PR #1542, opened 2019-03-02
Bump kubernetes dependencies to client-go 1.10/k8s 1.13

munnerz:

This pull-request follows up on #1272 and bumps client-go to 1.10 (i.e. the latest).

From my understanding of the previous pull request, this should help unblock work on getting kubernetes/kubernetes to use go modules eventually 😄 

The changes/concerns expressed in @sigma's comment: https://github.com/heketi/heketi/pull/1272#issuecomment-450219329 are not issues, as the Kubernetes API types as serialised to JSON are still identical, despite the structure names changing.

/cc @sigma @phlogistonjohn @obnoxxx

### DIFF
--- a/.travis.yml
+++ b/.travis.yml
@@ -17,12 +17,13 @@ git:
   depth: 9999999
 matrix:
   include:
-  - go: 1.9.4
-    name: Test using Go 1.9
   - go: "1.10"
     name: Test using Go 1.10
   - go: "1.11"
     name: Test using Go 1.11
+  - go: "1.12"
+    name: Test using Go 1.12
+  # TODO: bump release to use Go 1.12
   - go: "1.11"
     script: make release
     name: make release on Go 1.11
--- a/client/cli/go/cmds/heketi_storage.go
+++ b/client/cli/go/cmds/heketi_storage.go
@@ -21,8 +21,8 @@ import (
 	"github.com/heketi/heketi/pkg/glusterfs/api"
 	"github.com/spf13/cobra"
 
-	kubeapi "k8s.io/kubernetes/pkg/api/v1"
-	batch "k8s.io/kubernetes/pkg/apis/batch/v1"
+	batch "k8s.io/api/batch/v1"
+	kubeapi "k8s.io/api/core/v1"
 )
 
 type KubeList struct {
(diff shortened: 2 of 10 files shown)


munnerz:
This seems to be passing on Travis 😄 

As @sigma described, Kubernetes is using Go features that were only introduced in 1.10 (`strings.Builder`). I've therefore disable travis tests using Go 1.9 as part of this PR, and added Go 1.12 tests.

munnerz:
I am able to build the `pkg/volume/glusterfs` package using this ref of heketi/heketi :tada: https://github.com/kubernetes/kubernetes/compare/master...munnerz:bump-heketi?expand=1

liggitt:
eyes on this would be appreciated. I'm looking to move forward with go modules in k8s 1.15 and getting this ironed out would be helpful

phlogistonjohn:
retest this please

phlogistonjohn:
(centos ci uses a different magic incantation ;-))

phlogistonjohn:
One thing we need to sort out with the PR is the spate of unrelated changes that occurs in glide. This is perpetually an issue with heketi (at least how we use glide). I'm not against updating dependencies but we should not be updating a bunch of stuff unrelated to the core work.
If someone wanted to accelerate this I'd appreciate it someone could look into possibly making a PR that first does a general update and/or locks down more of our depencies. Then, we can base new PRs that need to update dependencies upon that work.

obnoxxx:
I fully agree, the patch looks good. But we need to untangle the `glide.lock` changes.

obnoxxx:
@munnerz I (and I guess others) are more than happy to help with the reworking of the glide.lock patch, if you don't have the time or motivation to do it. :-)

PS: we  really have to get rid of glide...

obnoxxx:
The commit `Bump to client-go 1.10` should read `v10.0.0` instead `1.10` (and so should the PR title, or what am I missing.

Also, we could squash the two patches for moving to v8.0.0 and then to v10.0.0 into one unless there's a good reason to keep the two steps separate. (If you wanted to keep the authorship of the original comment, I could live with that.)

liggitt:
@munnerz any chance of reviving this? looks like this might block getting k8s.io/kubernetes to go1.13 (xref https://github.com/kubernetes/kubernetes/issues/82506)

phlogistonjohn:
PR is obsoleted by  #1649 which was merged. Closing this PR as the goals of this PR are now met. Thank you for your contribution.

PR #1544, opened 2019-03-05
functional tests: simplified teardown

phlogistonjohn:

These changes refactor and simplfy the node/device teardown behavior of the function tests (via the testutils package).

### Notes for the reviewer

This started as part of an effort to improve the speed of the functional tests. However it seems that the changes are good enough on their own to share. :-)


phlogistonjohn:
retest this please

phlogistonjohn:
It turns out you can not run the device delete client api call in parallel. Not sure if this issue lies more in gluster (peer remove) or in heketi itself, but the goal here was to simplify (and speed up) the functional tests. Looking into the reason for the parallelization problems will come later.

PR #1545, opened 2019-03-05
Make request poll delay configurable, and speed up tests

phlogistonjohn:

These changes remove hard coded delays in the api functions and centralizes that logic. It makes the poll delay configurable when the client type is being created and uses this configurable delay to help speed up the unit and functional tests.

### Notes for the reviewer

This has been sitting on my laptop for too long and I wanted to get it out there even in this unfinished state. Note that this PR is based on #1544 so please review and merge that first.

### DIFF
--- a/client/api/go-client/block_volume.go
+++ b/client/api/go-client/block_volume.go
@@ -16,7 +16,6 @@ import (
 	"bytes"
 	"encoding/json"
 	"net/http"
-	"time"
 
 	"github.com/heketi/heketi/pkg/glusterfs/api"
 	"github.com/heketi/heketi/pkg/utils"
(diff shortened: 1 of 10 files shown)


phlogistonjohn:
Based on the recent runs of other PRs the functional tests take 2 hours. This PR completed in 1 hour 30 mins. This is only for 1/1 run and the changes only affect the TestSmokeTest and TestErrorHandling directories, but it seems like it might have been worth the effort.

raghavendra-talur:
@centos-ci retest this please

phlogistonjohn:
Interesting. The tests never ran in centos ci, it seems to have failed due to a patch failing to apply. Investigating....

PR #1548, opened 2019-03-07
apps: refactor app creation and setup

phlogistonjohn:

Previously, the NewApp function was only able to return the App or a
nil. This caused the error handling in functions that called NewApp to
be rather awkward and partly led to lack of good error reporting in
the main.go file.

### DIFF
--- a/apps/glusterfs/app.go
+++ b/apps/glusterfs/app.go
@@ -92,10 +92,23 @@ type App struct {
 	xo *mockexec.MockExecutor
 }
 
-// Use for tests only
-func NewApp(conf *GlusterFSConfig) *App {
-	var err error
+// NewApp constructs a new glusterfs application object and populates
+// the internal structures according to the passed configuration (
+// and environment). If an error occurs the app object will be nil
+// and the error type will be populated.
+func NewApp(conf *GlusterFSConfig) (*App, error) {
 	app := &App{}
+	err := app.setup(conf)
+	if err != nil {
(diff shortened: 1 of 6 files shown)


main.go
```diff
@@ -388,12 +388,12 @@ func setWithEnvVariables(options *config.Config) {
...
 		err := recover()
-		if a == nil {
-			fmt.Fprintln(os.Stderr, "ERROR: Unable to start application")
-			os.Exit(1)
-		} else if err != nil {
+		if err != nil {
 			fmt.Fprintf(os.Stderr, "ERROR: Unable to start application: %s\n", err)
 			os.Exit(1)
+		} else if a == nil {
+			fmt.Fprintln(os.Stderr, "ERROR: Unable to start application")
```
raghavendra-talur: Shouldn't this case be unreachable with the refactoring?

apps/glusterfs/app.go
```diff
@@ -93,9 +93,17 @@ type App struct {
 }
 
 // Use for tests only
```
raghavendra-talur: Can we please get rid of this line? This PR is the closest edit we have got. Pretty please :)

phlogistonjohn: I meant to and it slipped my mind. Thank you for catching that!!!

main.go
phlogistonjohn: yes. Will update

PR #1549, opened 2019-03-08
container: add ability to archive db at container start up

phlogistonjohn:

Add code to the container start-up script that uses the new
HEKETI_DB_ARCHIVE_PATH and HEKETI_DB_ARCHIVE_COUNT environment variables
to keep a limited set of archival copies of the heketi db as it was
before the server process started. If HEKETI_DB_ARCHIVE_PATH is unset
the code block is skipped. Otherwise, a compressed copy of the db will
be made, keeping up to HEKETI_DB_ARCHIVE_COUNT copies of the db.

### Does this PR fix issues?

Fixes [rhbz#1686894](https://bugzilla.redhat.com/show_bug.cgi?id=1686894)

### DIFF
--- a/extras/container/heketi-start.sh
+++ b/extras/container/heketi-start.sh
@@ -7,7 +7,13 @@
 : "${HEKETI_PATH:=/var/lib/heketi}"
 : "${BACKUPDB_PATH:=/backupdb}"
 : "${TMP_PATH:=/tmp}"
+: "${HEKETI_DB_ARCHIVE_PATH:=${HEKETI_PATH}/archive}"
 LOG="${HEKETI_PATH}/container.log"
+
+# allow disabling the archive path
+case "${HEKETI_DB_ARCHIVE_PATH}" in
+    -|/dev/null) HEKETI_DB_ARCHIVE_PATH="" ;;
+esac
 
 info() {
     echo "$*" | tee -a "$LOG"
@@ -20,6 +26,60 @@ error() {
 fail() {
     error "$@"
     exit 1
+}
+
+archive_db() {
+    # create an archive file for the previous copy of the db
+    # before the server starts up
+    mkdir -p "${HEKETI_DB_ARCHIVE_PATH}"
+
+    # only archive the db if the db content is valid
+    if ! /usr/bin/heketi db export --dbfile "${HEKETI_PATH}/heketi.db" --jsonfile - >/dev/null ; then
+        error "Unable to export db. DB contents may not be valid"
+        return 1
+    fi
+
+    mapfile -t afiles < <(find "${HEKETI_DB_ARCHIVE_PATH}" \
+        -maxdepth 1 -name 'heketi.db-archive-*.gz' | sort)
+    newname="heketi.db-archive-$(date +%Y-%m-%d.%s).gz"
+    newpath="${HEKETI_DB_ARCHIVE_PATH}/${newname}"
+    gzip -9 -c "${HEKETI_PATH}/heketi.db" > "${newpath}"
+    if [[ $? -ne 0 ]]; then
+        rm -f "${newpath}"
+        error "Unable to create archive"
+        return 1
+    fi
+    sha256sum "${newpath}" > "${newpath}.sha256"
+    if [[ $? -ne 0 ]]; then
+        rm -f "${newpath}" "${newpath}.sha256"
+        error "Unable to get sha256 sum of archive"
+        return 1
+    fi
+    # if the new file is a dupe, immediately prune it
+    if [ "${#afiles[@]}" -gt 0 ]; then
+        sum="$(awk '{print $1}' "${newpath}.sha256")"
+        prevpath="${afiles[-1]}"
+        if grep -q "$sum" "${prevpath}.sha256" >/dev/null; then
+            # found same hash as previous db, remove new copy
+            rm -f "${newpath}" "${newpath}.sha256"
+        fi
+    fi
+    return 0
+}
+
+prune_archives() {
+    # prune old archive copies
+    HEKETI_DB_ARCHIVE_COUNT="${HEKETI_DB_ARCHIVE_COUNT:-5}"
+    mapfile -t afiles < <(find "${HEKETI_DB_ARCHIVE_PATH}" \
+        -maxdepth 1 -name 'heketi.db-archive-*.gz' | sort)
+    if [[ "${#afiles[@]}" -gt ${HEKETI_DB_ARCHIVE_COUNT} ]]; then
+        curr=0
+        count=$((${#afiles[@]}-HEKETI_DB_ARCHIVE_COUNT))
+        while [[ $curr -lt $count ]]; do
+            rm -f "${afiles[$curr]}"*
+            curr=$((curr+1))
+        done
+    fi
 }
 
 info "Setting up heketi database"
@@ -71,6 +131,13 @@ if [[ $flock_status -ne 0 ]]; then
     fail "Database file is read-only"
 fi
 
+# this creates archival copies of the db if needed for disaster
+# recovery purposes
+if [[ "${HEKETI_DB_ARCHIVE_PATH}" && -f "${HEKETI_PATH}/heketi.db" ]]; then
+    archive_db && prune_archives
+fi
+
+# this is used to restore secret based backups
 if [[ -d "${BACKUPDB_PATH}" ]]; then
     if [[ -f "${BACKUPDB_PATH}/heketi.db.gz" ]] ; then
         gunzip -c "${BACKUPDB_PATH}/heketi.db.gz" > "${TMP_PATH}/heketi.db"
--- a/extras/container/heketi-start.sh
+++ b/extras/container/heketi-start.sh
@@ -8,6 +8,7 @@
 : "${BACKUPDB_PATH:=/backupdb}"
 : "${TMP_PATH:=/tmp}"
 : "${HEKETI_DB_ARCHIVE_PATH:=${HEKETI_PATH}/archive}"
+HEKETI_BIN="/usr/bin/heketi"
 LOG="${HEKETI_PATH}/container.log"
 
 # allow disabling the archive path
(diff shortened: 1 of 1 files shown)


phlogistonjohn:
Does anyone want to enable this by default? Currently the environment (kube template,etc) needs to explicitly enable it but we could choose to make the archive path set by default, such as ${HEKETI_PATH}/archive.

extras/container/heketi-start.sh
```diff
@@ -70,6 +70,32 @@ if [[ $flock_status -ne 0 ]]; then
...
+# recovery purposes
+if [[ "${HEKETI_DB_ARCHIVE_PATH}" ]]; then
+    HEKETI_DB_ARCHIVE_COUNT="${HEKETI_DB_ARCHIVE_COUNT:-3}"
+    # create an archive file for the previous copy of the db
+    # before the server starts up
+    mkdir -p "${HEKETI_DB_ARCHIVE_PATH}"
+    newname="heketi.db-archive-$(date +%Y-%m-%d.%s).gz"
+    gzip -9 -c "${HEKETI_PATH}/heketi.db" > "${newname}"
+    if [[ $? -ne 0 ]]; then
+        error "Unable to create archive"
```
raghavendra-talur: To alarm users slightly less, we should explain in log message that archive failure is expected in first run.

extras/container/heketi-start.sh
```diff
@@ -70,6 +70,32 @@ if [[ $flock_status -ne 0 ]]; then
     fail "Database file is read-only"
 fi
 
+# this creates archival copies of the db if needed for disaster
```
raghavendra-talur: Isn't it better to to this after line 114? That would ensure the archival works with secret based db storage.

extras/container/heketi-start.sh
phlogistonjohn: Good point. I'll actually just skip the whole block if the db didn't previously exist and there's nothing to archive.

raghavendra-talur:
> Does anyone want to enable this by default? Currently the environment (kube template,etc) needs to explicitly enable it but we could choose to make the archive path set by default, such as ${HEKETI_PATH}/archive.

Yes, my preference would be to do it by default and only if set to "disabled" or similar, it should be disabled.

extras/container/heketi-start.sh
phlogistonjohn: I wan't sure if that's actually the behavior we wanted. That next block overwrites whatever was the previous "database file" with the externally backed up copy. If we move this block down we lose the ability to know what was there prior to that restore. Since we have no control over what's in that location I was worried we might be losing interesting state if we copied the backup into the archive rather than the current contents of heketi.db.

raghavendra-talur: Ok, that is a valid point. I am happy with archival being enabled on for users who don't store on secret.

extras/container/heketi-start.sh
```diff
@@ -6,8 +6,14 @@
 
 : "${HEKETI_PATH:=/var/lib/heketi}"
 : "${BACKUPDB_PATH:=/backupdb}"
+: "${HEKETI_DB_ARCHIVE_PATH:=${HEKETI_PATH}/archive}"
 LOG="${HEKETI_PATH}/container.log"
 
+# allow disabling the archive path
+case "${HEKETI_DB_ARCHIVE_PATH}" in
+    -|/dev/null) HEKETI_DB_ARCHIVE_PATH="" ;;
```
raghavendra-talur: Good one!

phlogistonjohn:
> > Does anyone want to enable this by default? Currently the environment (kube template,etc) needs to explicitly enable it but we could choose to make the archive path set by default, such as ${HEKETI_PATH}/archive.
> 
> Yes, my preference would be to do it by default and only if set to "disabled" or similar, it should be disabled.

done

raghavendra-talur:
I will wait till start of next week before merging this PR as it touches startup code.

phlogistonjohn:
I just realized that this approach is flawed as it does not protect against repeated starts of the pod. If the pod is restarted it will recycle the old DB contents out in favor of copies of the same data. In other words, this won't actually protect against the scenerios we care about, unfortunately.

phlogistonjohn:
I've made two major changes to the approach of the archival:
1. The db will not be archived if the db can't be serialized. This is a sanity check against archiving "corrupt" db contents.
2. The compressed db is hashed and if the hash matches the previous archives hash, the new one is discarded to prevent new copies from "rolling over" good old copies if the pod restarts a lot.

Before I remove the "do no merge", @raghavendra-talur could you please give this a quick sanity check?

extras/container/heketi-start.sh
```diff
@@ -21,6 +27,60 @@ fail() {
     exit 1
 }
 
+archive_db() {
+    # create an archive file for the previous copy of the db
+    # before the server starts up
+    mkdir -p "${HEKETI_DB_ARCHIVE_PATH}"
+
+    # only archive the db if the db content is valid
+    if ! $HEKETI_PATH/heketi db export --dbfile "${HEKETI_PATH}/heketi.db" --jsonfile - >/dev/null ; then
```
raghavendra-talur: Heketi path is /var/lib/heketi  and might not have heketi binary.

raghavendra-talur: I am also not sure if jsonfile takes "-". Need to test it out.

raghavendra-talur: Tested the jsonfile part, it creates a file with name "-".

phlogistonjohn: Weird. I thought I added that... Yep:
```
func DbDump(jsonfile string, dbfile string) error {

»»»»var fp *os.File
»»»»if jsonfile == "-" {
»»»»»»»»fp = os.Stdout
»»»»} else {
```
Are you testing with something other than master?

phlogistonjohn: Fixed the binary path. That was debugging stuff I accidentally left in.

extras/container/heketi-start.sh
```diff
@@ -21,6 +28,60 @@ fail() {
...
 }
 
+archive_db() {
+    # create an archive file for the previous copy of the db
+    # before the server starts up
+    mkdir -p "${HEKETI_DB_ARCHIVE_PATH}"
+
+    # only archive the db if the db content is valid
+    if ! "$HEKETI_BIN" db export --dbfile "${HEKETI_PATH}/heketi.db" --jsonfile - >/dev/null ; then
+        error "Unable to export db. DB contents may not be valid"
```
raghavendra-talur: Check: ensure db export returns a negative for all possible corrupt dbs.

extras/container/heketi-start.sh
raghavendra-talur: Thanks! I was using a heketi binary from a old released branch.

extras/container/heketi-start.sh
phlogistonjohn: I tested it locally and if the db is corrupted (bolt can't read it) the command exited with 2. If the db doesn't exist it exits with 1 but we don't expect the function to be run in that case.

extras/container/heketi-start.sh
```diff
@@ -91,7 +159,7 @@ fi
 # heketi service back to the foreground again.
 if [[ "$(stat -c %s ${HEKETI_PATH}/heketi.db)" == 0 && -n "${HEKETI_TOPOLOGY_FILE}" ]]; then
     # start hketi in the background
-    /usr/bin/heketi --config=/etc/heketi/heketi.json &
+    "$HEKETI_BIN" --config=/etc/heketi/heketi.json &
```
nixpanic: This looks weird. Why not just do it like

    ${HEKETI_BIN} --config=/etc/heketi/heketi.json &

Or is there really an expectation that "HEKETI_BIN" may not have any spaces? Maybe it would be useful to be able to pass additional options that way...

extras/container/heketi-start.sh
```diff
@@ -113,5 +181,5 @@ if [[ "$(stat -c %s ${HEKETI_PATH}/heketi.db)" == 0 && -n "${HEKETI_TOPOLOGY_FIL
     fg %1
 else
     # just start in the foreground
-    exec /usr/bin/heketi --config=/etc/heketi/heketi.json
+    exec "$HEKETI_BIN" --config=/etc/heketi/heketi.json
```
nixpanic: Same here, having " around an executable looks weird. Just use this?

    exec ${HEKETI_BIN} --config=/etc/heketi/heketi.json

extras/container/heketi-start.sh
phlogistonjohn: Force of habit mostly.

phlogistonjohn:
spurious centos-ci failure. This script is not executed as part of centosci

raghavendra-talur:
@phlogistonjohn Let us decide tomorrow if we want to take this in release 9.

extras/container/heketi-start.sh
ansiwen: Well, in theory the path to heketi bin could contain spaces, then you need the double quotes.

extras/container/heketi-start.sh
ansiwen: So `:=` applies also to the empty string, not only to undefined variables?

extras/container/heketi-start.sh
```diff
@@ -22,6 +29,60 @@ fail() {
...
+    mkdir -p "${HEKETI_DB_ARCHIVE_PATH}"
+
+    # only archive the db if the db content is valid
+    if ! "$HEKETI_BIN" db export --dbfile "${HEKETI_PATH}/heketi.db" --jsonfile - >/dev/null ; then
+        error "Unable to export db. DB contents may not be valid"
+        return 1
+    fi
+
+    mapfile -t afiles < <(find "${HEKETI_DB_ARCHIVE_PATH}" \
+        -maxdepth 1 -name 'heketi.db-archive*.gz' | sort)
```
ansiwen: Nitpick: could be `heketi.db-archive-*.gz`

extras/container/heketi-start.sh
```diff
@@ -22,6 +29,60 @@ fail() {
...
+        fi
+    fi
+    return 0
+}
+
+prune_archives() {
+    # prune old archive copies
+    HEKETI_DB_ARCHIVE_COUNT="${HEKETI_DB_ARCHIVE_COUNT:-5}"
+    mapfile -t afiles < <(find "${HEKETI_DB_ARCHIVE_PATH}" \
+        -maxdepth 1 -name 'heketi.db-archive*.gz' | sort)
```
ansiwen: Same

extras/container/heketi-start.sh
phlogistonjohn: done

PR #1558, opened 2019-03-15
Limit volumes per Gluster cluster

raghavendra-talur:
With this change, we can limit volumes that Heketi allows to create in a Gluster cluster.

This change is a departure from the previous behavior of heketi. Earlier, heketi did not limit the volumes per Gluster trusted storage pool but we have seen cases where the glusterd startup times out if the volumes in the trusted storage pool cross 1000. Hence, the default limit is set to 1000.

To override the default value admins should set the `max_volumes_per_cluster option` in `glusterfs` section of heketi.json.
    
Negative value means no limit.
Value set to 0 means use the default.
Positive and valid int value set the limit to that integer.

When env var HEKETI_GLUSTER_MAX_VOLUMES_PER_CLUSTER is set, it overrides the default value and the value provided in heketi config.
    
### DIFF
--- a/apps/glusterfs/app.go
+++ b/apps/glusterfs/app.go
@@ -11,6 +11,7 @@ package glusterfs
 
 import (
 	"fmt"
+	"math"
 	"net/http"
 	"os"
 	"strconv"
@@ -411,10 +412,18 @@ func (a *App) setAdvSettings() {
 		logger.Info("Post Request Volume Options: %v", a.conf.PostReqVolumeOptions)
 		PostReqVolumeOptions = a.conf.PostReqVolumeOptions
 	}
-
 	if a.conf.ZoneChecking != "" {
 		logger.Info("Zone checking: '%v'", a.conf.ZoneChecking)
 		ZoneChecking = ZoneCheckingStrategy(a.conf.ZoneChecking)
+	}
+	if a.conf.MaxVolumesPerCluster < 0 {
+		logger.Info("Volumes per cluster limit is removed as it is set to %v", a.conf.MaxVolumesPerCluster)
+		maxVolumesPerCluster = math.MaxInt32
+	} else if a.conf.MaxVolumesPerCluster == 0 {
+		logger.Info("Volumes per cluster limit is set to default value of %v", maxVolumesPerCluster)
+	} else {
+		logger.Info("Volumes per cluster limit is set to %v", a.conf.MaxVolumesPerCluster)
+		maxVolumesPerCluster = a.conf.MaxVolumesPerCluster
 	}
 }
 
--- a/apps/glusterfs/app.go
+++ b/apps/glusterfs/app.go
@@ -377,6 +377,14 @@ func (a *App) setFromEnvironmentalVariable() {
 	if "" != env {
 		a.conf.ZoneChecking = env
 	}
+
+	env = os.Getenv("HEKETI_GLUSTER_MAX_VOLUMES_PER_CLUSTER")
+	if env != "" {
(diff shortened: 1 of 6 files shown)


apps/glusterfs/app.go
```diff
@@ -403,11 +403,19 @@ func (a *App) setAdvSettings() {
...
 		PostReqVolumeOptions = a.conf.PostReqVolumeOptions
 	}
-
 	if a.conf.ZoneChecking != "" {
 		logger.Info("Zone checking: '%v'", a.conf.ZoneChecking)
 		ZoneChecking = ZoneCheckingStrategy(a.conf.ZoneChecking)
 	}
+	if a.conf.MaxVolumesPerCluster < 0 {
+		logger.Info("Volumes per cluster limit is removed as it is set to %v", a.conf.MaxVolumesPerCluster)
+		MaxVolumesPerCluster = a.conf.MaxVolumesPerCluster
```
phlogistonjohn: Does this work the way you intend it to? Seems to me that the volume count is always going to be larger than a negative number. Wouldn't it make more sense to set this to MAX_INT or the golang equivalent?

apps/glusterfs/cluster_entry.go
```diff
@@ -156,6 +156,11 @@ func (c *ClusterEntry) VolumeDelete(id string) {
 	c.Info.Volumes = sortedstrings.Delete(c.Info.Volumes, id)
 }
 
+// VolumeCount returns number of volumes in cluster *including* the pending ones
+func (c *ClusterEntry) VolumeCount() int {
```
phlogistonjohn: Can we start out by making this a private function? I don't think its needed outside of apps/glusterfs right?

raghavendra-talur: yes! Will do.

apps/glusterfs/app.go
raghavendra-talur: No it doesn't. I would prefer to abstract it out by implementing a function cluster.volumeCount() > limitOfVolumesPerCluster()

raghavendra-talur: I changed to MAX_INT32.

apps/glusterfs/app_config.go
```diff
@@ -36,6 +36,7 @@ type GlusterFSConfig struct {
 	PreReqVolumeOptions  string `json:"pre_request_volume_options"`
 	PostReqVolumeOptions string `json:"post_request_volume_options"`
 	ZoneChecking         string `json:"zone_checking"`
+	maxVolumesPerCluster int    `json:"max_volumes_per_cluster"`
```
phlogistonjohn: Doesn't it need to be "MaxVolumesPerCluster" to make the JSON parsing happy? I think it's also needed if we expect to programmatically set the config as we do in some of the newer functional tests.

raghavendra-talur: done

phlogistonjohn:
The test looks OK with one minor nit that occurs in all three t.Run instances. The cleanup code is not in a defer so it will only run in a success case.
This means a failure in an earlier test will probably make the other sub-tests fail too. I'm not sure we care though.

raghavendra-talur:
> The test looks OK with one minor nit that occurs in all three t.Run instances. The cleanup code is not in a defer so it will only run in a success case.
> This means a failure in an earlier test will probably make the other sub-tests fail too. I'm not sure we care though.

Thanks, I had not understood fully how t.Run interacts with t.FailNow(). Updated the test to cleanup volumes in every t.Run().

DIRECTIONS: All lines with the word "modules" must be located in the data and copied.

WRITTEN RESPONSE:
From my understanding of the previous pull request, this should help unblock work on getting kubernetes/kubernetes to use go modules eventually 😄 
eyes on this would be appreciated. I'm looking to move forward with go modules in k8s 1.15 and getting this ironed out would be helpful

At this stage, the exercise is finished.